To use the deployed worker in your code:

```python
import os
from sl_sources.http import cloud_function_request
from sl_sources.models import SearchInput, SOURCE_TYPES, ENTITY_TYPES

async def use_cloud_worker():
    search_input = SearchInput(
        query="artificial intelligence",
        num_results=5,
        source_type=SOURCE_TYPES.GOOGLE_SCHOLAR,
        entity_types=[ENTITY_TYPES.WORK]
    )
    
    results = await cloud_function_request("search", search_input.dict())
    
    for result in results:
        full_content = await cloud_function_request("download", {"search_result": result})
        print(f"Downloaded content for {result['name']}: {full_content[:100]}...")

# Run the async function
import asyncio
asyncio.run(use_cloud_worker())
```

This setup allows you to offload resource-intensive tasks to the cloud, enabling better scalability for large data collection projects.

## Publishing to PyPI

If you've made improvements to `sl_sources` or are maintaining your own fork, you might want to publish it to PyPI. Here's how to do that:

1. **Prepare Your Project**

   Ensure your project structure is correct and you have a `setup.py` file.

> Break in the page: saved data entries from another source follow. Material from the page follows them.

PR #1041, opened 2017-11-13
migrate to Celery 4

domdinicola:

PR #1178, opened 2018-01-24
Retry vision sync tasks on failure

dpoirier:
* Use Celery's retry feature to retry vision sync tasks that fail, at
  least a few times.

* Remove some unused code from vision/tasks.py.

For https://github.com/unicef/etools-issues/issues/1115

### DIFF
--- a/EquiTrack/vision/tasks.py
+++ b/EquiTrack/vision/tasks.py
@@ -1,5 +1,4 @@
-import datetime
-import time
+from __future__ import absolute_import, division, print_function, unicode_literals
 
 from django.db import connection
 from django.utils import timezone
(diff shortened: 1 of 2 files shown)


EquiTrack/vision/tasks.py
```diff
@@ -130,93 +87,10 @@ def sync_handler(country_name, handler):
...
-    countries = Country.objects.filter(vision_sync_enabled=True)
-    if country_name is not None:
-        countries = countries.filter(name=country_name)
-    for country in countries:
-        connection.set_tenant(country)
-        logger.info(u'Updating '.format(country.name))
-        partners = PartnerOrganization.objects.all()
-        for partner in partners:
+            # This might be worth retrying.
             try:
```
domdinicola: do you think we can do something at decorator level like this http://docs.celeryproject.org/en/latest/userguide/tasks.html#automatic-retry-for-known-exceptions

dpoirier: We're using Celery 3.1 and autoretry_for wasn't added until Celery 4.0.    I agree the decorator approach is a lot clearer, but we'd have to upgrade Celery first.

domdinicola:
what if we do that against https://github.com/unicef/etools/pull/1041?
what's your idea about this?

dpoirier:
Making that improvement against #1041 sounds like a good idea. I added a comment there that the retry code can be simplified along with that work.

dpoirier:
This PR replaced by https://github.com/unicef/etools/pull/1180

PR #1635, opened 2018-06-07
[ch6198] HACT: generate hact every day and removed static methods

domdinicola:


src/etools/applications/partners/models.py
```diff
@@ -510,16 +510,15 @@ def latest_assessment(self, type):
...
         try:
-            self.hact_values = json.loads(self.hact_values) if hact_is_string else self.hact_values
+            self.hact_values = self.get_hact_json()
+            self.hact_values = json.dumps(self.hact_values, cls=EToolsEncoder)
         except ValueError as e:
             e.args = ['hact_values needs to be a valid format (dict)']
             raise e
 
         super(PartnerOrganization, self).save(*args, **kwargs)
-        if hact_is_string:
```
domdinicola: I don't think we need this after the save...

domdinicola:
@reinbach I think we can specify the default encoder only from DJ1.11 :(

reinbach:
Well that doesn't help us then! :)

src/etools/applications/partners/models.py
```diff
@@ -761,39 +758,50 @@ def spot_checks(cls, partner, event_date=None, update_one=False):
...
+    def hact_support(self):
+        from etools.applications.audit.models import Audit, Engagement
+
+        hact = self.get_hact_json()
+        audits = Audit.objects.filter(partner=self, status=Engagement.FINAL,
+                                      date_of_draft_report_to_unicef__year=datetime.now().year)
+        hact['outstanding_findings'] = sum([
+            audit.pending_unsupported_amount for audit in audits if audit.pending_unsupported_amount])
+        hact['assurance_coverage'] = self.assurance_coverage
+        self.hact_values = json.dumps(hact, cls=EToolsEncoder)
```
reinbach: No need to set value with `json.dump` let the `save()` method handle it, as it currently does.
Also provides for a simpler update when we upgrade to Django 1.11 and start using the `encoder` on `JSONField`

src/etools/applications/partners/models.py
```diff
@@ -669,23 +667,23 @@ def programmatic_visits(cls, partner, event_date=None, update_one=False):
             hact['programmatic_visits']['completed'][quarter_name] = pvq
             hact['programmatic_visits']['completed']['total'] = pv
         else:
-            pv_year = TravelActivity.objects.filter(
-                travel_type=TravelType.PROGRAMME_MONITORING,
-                travels__traveler=F('primary_traveler'),
-                travels__status__in=[Travel.COMPLETED],
-                travels__end_date__year=timezone.now().year,
-                partner=partner,
+            pv_year = Travel.objects.filter(
```
domdinicola: I needed to change this.
If a Trip has two activities with end date in different quarters it's counted twice.

PR #1642, opened 2018-06-11
fix 'createsuperuser' failing due to not asking for the 'email'

csabadenes:


csabadenes:
@reinbach You are welcome.

[ch6202]

domdinicola:
I think we do have a problem also with the admin form @csabadenes @reinbach

csabadenes:
@domdinicola sorry, missed your message.. should be already fixed in https://github.com/unicef/etools/pull/1644

PR #1655, opened 2018-06-15
Another attempt to fix deleting reporting requirements from the backend

csabadenes:


src/etools/applications/partners/serializers/interventions_v2.py
```diff
@@ -768,6 +768,11 @@ def create(self, validated_data):
 
     def delete(self, validated_data):
         for r in validated_data["reporting_requirements"]:
+            if r.get("start_date") < date.today():
```
robertavram: please make start_date, end_date not nullable in the db before checking this... r.get can return None and then an error will be thrown when comparing None to Date

csabadenes: @robertavram Looks like null start dates are allowed for HR report  type, i think i should change the validation rules, because checking for start date makes sense only for QPR. If i make start_date not nullable, it will break HR report type.

robertavram:
see comment in the update validation PR... I think we should avoid deletion of reporting periods (unless last one in the cycle?) otherwise the reporting periods will have gaps and that;s not allowed

robertavram:
@csabadenes please add that validation that checks for gaps in reporting periods if someone tries to delete a reporting period.

csabadenes:
@robertavram Ok

csabadenes:
@robertavram I think it is Ok to leave gaps in the list strictly when deleting, because the deleted gaps should be valid after the user edits the list on the frontend. I've put the two operations in a transaction, so the delete should not happen if the modified list is not valid.

Is it allowed to delete all of the requirements from the list? Currently this is disallowed by validations, and i do not know if it's Ok like that.

csabadenes:
[ch6583]

robertavram:
this was done in some other pr

PR #1680, opened 2018-06-25
upgrade requirements + refactoring

domdinicola:


.pyup.yml
```diff
@@ -10,5 +10,5 @@ search: False
 
 # specify the requirement files
 requirements:
-  - src/requirements/production.txt
+  - src/requirements/base.txt
   - src/requirements/local.txt
```
vkurup: We should probably remove "local.txt" as well (though we can probably just remove this whole file since we're not using the hosted Pyup service)

domdinicola: sorry @vkurup I didn't get it...

vkurup: Oh, just two things:
1. This PR deletes local.txt from the repo, so we should delete line 14 from this file.
2. We're not actually using pyup.io anymore, so this entire file can be deleted (but that's not directly related to this PR)

domdinicola: Now I get it!
1. I changed to test.txt (develop and test requirements are there now)
2. agree is another task

PR #1687, opened 2018-06-26
Snapshot library

reinbach:
[ch6354]

Created snapshot library package, and now making use of it.
Once merged and released to prod, will be able to remove the `snapshot` app within etools. Required for now to migrate data to new package tables.


domdinicola:
do you think we can run a command running SQL to copy the table for each schema?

2. **Update Version Number**

   In your `setup.py` or `__init__.py`, update the version number.

3. **Create Distribution Files**

   ```bash
   python setup.py sdist bdist_wheel
   ```

4. **Upload to PyPI**

   First, install twine if you haven't:
   ```bash
   pip install twine
   ```

   Then, upload your distribution:
   ```bash
   twine upload dist/*
   ```

   You'll be prompted for your PyPI credentials.

5. **Verify the Upload**

   Check your package page on PyPI to ensure everything looks correct.

Alternatively, you can use this one-liner to build and upload:

```bash
rm -rf dist && python setup.py sdist bdist_wheel && twine upload dist/*
```

Remember to increment your version number each time you publish an update.